# taz.de -- Forschung an Lebensmitteln der Zukunft: Schokolade aus dem Bioreaktor
       
       > Forscher entwickeln eine 100-Gramm-Tafel im Labor. Künftig sollen auch
       > andere Lebensmittel nicht mehr vom Feld und aus dem Stall kommen.
       
 (IMG) Bild: Frisch gezüchtete Kakaozellen aus dem Labor
       
       Berlin taz | Es ist die wohl teuerste Schokolade der Welt derzeit: die
       100-Gramm-Tafel für 194 Euro. Doch in dieser besonderen Art der Schokolade
       soll die Zukunft stecken – und eine neue Form der Landwirtschaft. Denn die
       Kakaobohnen sind in einem Schweizer Labor gezüchtet. Eine Frage vorweg:
       Schmeckt das überhaupt?
       
       „Ja“, sagt Tilo Hühn, der Erfinder der neuen Art von Schokolade, am
       Telefon. Er sei selbst überrascht gewesen. „Sie ist fruchtig, blumig,
       schmeckt nach Zitrone und Beeren, und sie sieht aus wie eine normale
       Milchschokolade.“ Hühn, ursprünglich aus dem Rheingau, ist Professor an der
       Zürcher Hochschule für Angewandte Wissenschaften, ZHAW, in Wädenswil im
       Kanton Zürich. Zusammen mit der Professorin Regina Eibl hat er die
       Schokolade hergestellt. Ihre Methode nennt sich zelluläre Landwirtschaft.
       Die Idee: Die Prozesse aus der Natur werden im Labor nachgeahmt.
       
       Hühn und Eibl brauchten dafür nur am Anfang eine Kakaofrucht von einer
       Plantage aus Puerto Rico. Aus dieser haben sie den Samen, die rohe
       Kakaobohne, heraus geholt. Die ritzten sie mit dem Skalpell an, steckten
       sie in einen Brutreaktor. Nach knapp 30 Tagen entstand eine Art Schorf,
       Wundgewebe. Das seien neue Kakaozellen, die sich immer wieder vermehren
       ließen, sagt Hühn. „Sie können daraus beliebig viel Schokolade machen.“ Und
       zwar ganz ohne Sonnenlicht und Boden, auch ohne Pestizide und Dünger.
       
       Wärme, Nahrung und Wasser brauchen die Zellen aber schon.

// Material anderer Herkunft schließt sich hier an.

PR #169, opened 2022-12-20
Add support for ufcs chaining

filipsajdak:
The chaining starts from the function call `fun().gun().bun()` or the method call `o.fun().gun()`.

It integrates chaining to part of the code that rewrites Cpp2 postfix operators to Cpp1 prefix operators. That allows the use of recurrency to go through the entire expression and insert UFCS in parts that need it.

After this change the Cpp2 code (taken from `mixed-postfix-expression-custom-formatting.cpp2`)
```cpp
test: (a:_) -> std::string = {
    return call( a,
        a.b(a.c)*++, "hello", /* polite
                          greeting
                          goes here */ " there",
        a.d.e( a.f*.g()++, // because f is foobar
              a.h.i(),
              a.j(a.k,a.l) )
        );
}
```
will generate
```cpp
[[nodiscard]] auto test(auto const& a) -> std::string{
    return call( a,
        ++*cpp2::assert_not_null(CPP2_UFCS(b, a, a.c)), "hello", /* polite
                          greeting
                          goes here */ " there",
        CPP2_UFCS(e, a.d, ++CPP2_UFCS_0(g, *cpp2::assert_not_null(a.f)), // because f is foobar
              CPP2_UFCS_0(i, a.h),
              CPP2_UFCS(j, a, a.k, a.l)));

}
```

~~The algorithm skips methods with more than one template argument (even when it happens inside chaining - it is done in a way that compiles fine).~~
This change is handling methods with more than one template arguments - already pushed to the PR.

This Cpp2 code:
```cpp
fun0()*.fun1(1)++.fun2<1,2>()++;
```
will generate:
```cpp
++CPP2_UFCS_TEMPLATE_0(fun2, (<1,2>), ++CPP2_UFCS(fun1, *cpp2::assert_not_null(fun0()), 1));
```

This change is not using UFCS for function calls with at least one argument. So, the functionality presented below is missing. 
```
fun() -> fun()
fun(a) -> CPP2_UFCS_0(fun, a)
fun(a, b) -> CPP2_UFCS(fun, a, b)
```

This change replaces: #17, #18

### DIFF
--- a/include/cpp2util.h
+++ b/include/cpp2util.h
@@ -536,21 +536,23 @@ public:
     } \
 }(PARAM1)
 
-#define CPP2_UFCS_TEMPLATE(FUNCNAME,PARAM1,...) \
+#define CPP2_UFCS_REMPARENS(...) __VA_ARGS__
+
+#define CPP2_UFCS_TEMPLATE(FUNCNAME,TEMPARGS,PARAM1,...) \
 [](auto&& obj, auto&& ...params) { \
-    if constexpr (requires{ std::forward<decltype(obj)>(obj).template FUNCNAME(std::forward<decltype(params)>(params)...); }) { \
-        return std::forward<decltype(obj)>(obj).template FUNCNAME(std::forward<decltype(params)>(params)...); \
+    if constexpr (requires{ std::forward<decltype(obj)>(obj).template FUNCNAME CPP2_UFCS_REMPARENS TEMPARGS (std::forward<decltype(params)>(params)...); }) { \
+        return std::forward<decltype(obj)>(obj).template FUNCNAME CPP2_UFCS_REMPARENS TEMPARGS (std::forward<decltype(params)>(params)...); \
     } else { \
-        return FUNCNAME(std::forward<decltype(obj)>(obj), std::forward<decltype(params)>(params)...); \
+        return FUNCNAME CPP2_UFCS_REMPARENS TEMPARGS (std::forward<decltype(obj)>(obj), std::forward<decltype(params)>(params)...); \
     } \
 }(PARAM1, __VA_ARGS__)
 
-#define CPP2_UFCS_TEMPLATE_0(FUNCNAME,PARAM1) \
+#define CPP2_UFCS_TEMPLATE_0(FUNCNAME,TEMPARGS,PARAM1) \
 [](auto&& obj) { \
-    if constexpr (requires{ std::forward<decltype(obj)>(obj).template FUNCNAME(); }) { \
-        return std::forward<decltype(obj)>(obj).template FUNCNAME(); \
+    if constexpr (requires{ std::forward<decltype(obj)>(obj).template FUNCNAME CPP2_UFCS_REMPARENS TEMPARGS (); }) { \
+        return std::forward<decltype(obj)>(obj).template FUNCNAME CPP2_UFCS_REMPARENS TEMPARGS (); \
     } else { \
-        return FUNCNAME(std::forward<decltype(obj)>(obj)); \
+        return FUNCNAME CPP2_UFCS_REMPARENS TEMPARGS (std::forward<decltype(obj)>(obj)); \
     } \
 }(PARAM1)
 //--------------------------------------------------------------------
--- a/source/cppfront.cpp
+++ b/source/cppfront.cpp
@@ -1789,10 +1789,7 @@ public:
             }
             // Going backwards if we found Dot and there is args variable
             // it means that it should be handled by UFCS
-            else if( i->op->type() == lexeme::Dot && args
-                        // don't use UFCS for methods with more than one template argument
-                        && i->id_expr && i->id_expr->template_args_count() < 2
-                    )
+            else if( i->op->type() == lexeme::Dot && args )
             {
                 auto funcname = print_to_string(*i->id_expr);
 
@@ -1805,8 +1802,14 @@ public:
                 //printer.print_cpp2("CPP2_UFCS(", n.position());
 
                 auto ufcs_string = std::string("CPP2_UFCS");
+
                 if (i->id_expr->template_args_count() > 0) {
                     ufcs_string += "_TEMPLATE";
+                    // we need to replace "fun<int,long,double>" to "fun, (<int,long,double>)" to be able to generate
+                    // from obj.fun<int, long, double>(1,2) this CPP2_UFCS_TEMPLATE(fun, (<int,long, double>), obj, 1, 2)
+                    auto split = funcname.find('<'); assert(split != std::string::npos);
+                    funcname.insert(split, ", (");
+                    funcname += ')';
                 }
                 //  If there are no additional arguments, use the _0 version
                 if (args.value().empty()) {
--- a/source/cppfront.cpp
+++ b/source/cppfront.cpp
@@ -1726,77 +1726,6 @@ public:
             captured_part += "_" + std::to_string(mynum);
         }
 
-        //  Check to see if it's just a function call with "." syntax,
-        //  and if so use this path to convert it to UFCS
-        if (// there's a single-token expression followed by . and (
-            n.expr->get_token() &&                      //  if the base expression is a single token
-            std::ssize(n.ops) >= 2 &&                   //  and we're of the form:
-            n.ops[0].op->type() == lexeme::Dot &&       //       token . id-expr ( expr-list )
-            n.ops[1].op->type() == lexeme::LeftParen &&
-            // alpha limitation: if it's a function call with more than one template argument (e.g., x.f<1,2>())
-            //                   the UFCS* macros can't handle that right now, so don't UFCS-size it
-            n.ops[0].id_expr->template_args_count() < 2 &&
-            // and either there's nothing after that, or there's just a $ after that
-            (
-                std::ssize(n.ops) == 2 ||
-                (std::ssize(n.ops) == 3 && n.ops[2].op->type() == lexeme::Dollar)
-            )
-            )
-        {
-            //  If we already replaced this with a capture (which contains the UFCS
-            //  work already done when the capture was computed), emit the capture
-            if (!captured_part.empty()) {
-                printer.print_cpp2(captured_part, n.position());
-                return;
-            }
-
-            //  Otherwise, do the UFCS work...
-
-            //  The . has its id_expr
-            assert (n.ops[0].id_expr);
-
-            //  The ( has its expr_list and op_close
-            assert (n.ops[1].expr_list && n.ops[1].op_close);
-
-            //--------------------------------------------------------------------
-            //  TODO: When MSVC supports __VA_OPT__ in standard mode without the
-            //        experimental /Zc:preprocessor switch, use this single line
-            //        instead of the dual lines below that special-case _0 args
-            //  AND:  Make the similarly noted change in cpp2util.h
-            //
-            //printer.print_cpp2("CPP2_UFCS(", n.position());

Das Forscherteam
       setzt die Zellen aus dem Wundgewebe deshalb in einen Bioreaktor. Das ist im
       Grunde ein gut belüfteter, wohltemperierter und sich leicht hin und her
       bewegender Plastiksack, in dem die Zellen in einer Nährlösung aus
       Kohlenhydraten, Vitaminen, Aminosäuren und Wachstumshormonen, ihrem Futter,
       schwimmen. Und sich teilen, teilen, teilen. Das ist ähnlich dem Sauerteig,
       der derzeit wieder in Mode ist und einmal angesetzt immer wieder
       nachwächst, pflegt und füttert man ihn mit etwas Milch, Zucker und Mehl.
       
       Am Ende werde die in nur wenigen Wochen herangereifte Zellmasse „geerntet,
       gefriergetrocknet, gemahlen und geröstet“, erklärt Hühn. Das Ergebnis sei
       Kakaopulver, aus dem Schokolade gemacht werden könne. Eine Zulassung habe
       diese noch nicht. Das werde auch noch brauchen, weil diese Verfahren sehr
       aufwändig seien.
       
       Technologisch gebe es aber „keine großen Hürden mehr“, um den Kakao ohne
       Baum auch in großem Maßstab herzustellen. Praktisch jede Zelle lasse sich
       im Bioreaktor vermehren, in der Pharmaindustrie sei dies auch schon lange
       üblich. Hühn will als nächstes Avocado, auch Kräuter und Gewürze im Labor
       züchten – und [1][er ist nicht der einzige, der sich in ein neues Zeitalter
       der Lebensmittelproduktion aufmacht].
       
       ## Laborlebensmittel als Trend
       
       [2][Berühmt ist der Hamburger aus dem Labor, bereits 2013 von einem
       niederländischen Forscherteam vorgestellt]. In Finnland arbeiten
       Wissenschaftler am Forschungsinstitut VTT in Espoo an Kaffee aus dem
       Bioreaktor. „Etwa 100 große und kleine Unternehmen, viele davon Start-Ups,
       arbeiten an Alternativen zu Früchten und Pflanzen vom Feld und zu Fleisch
       und Milchprodukten vom Tier. Sie sitzen zumeist in Nordamerika, Israel und
       Singapur, zunehmend auch in Japan. Europa hinkt noch hinterher, aber das
       wird sich schnell ändern. Denn da steht ein Billionengeschäft in Aussicht“,
       sagt Oliver Stengel, Professor für Nachhaltigkeit an der Hochschule Bochum.
       
       Vor kurzem hat er das Buch „Vom Ende der Landwirtschaft. Wie wir die
       Menschheit ernähren und die Wildnis zurückkehren lassen“ geschrieben und
       meint: „Für die Menschheit ist es besser, wenn sie sich nicht nur auf den
       Anbau unter freiem Himmel verlässt, sondern sich unabhängig macht von der
       Umwelt.“ [3][Die Zahl der Hungernden in der Welt nehme schließlich zu statt
       ab].
       
       Zugleich wachse die Weltbevölkerung. Und die klimabedingten Ernteausfälle,
       also magere Erträge durch Dürren oder Überflutungen, würden zahlreicher.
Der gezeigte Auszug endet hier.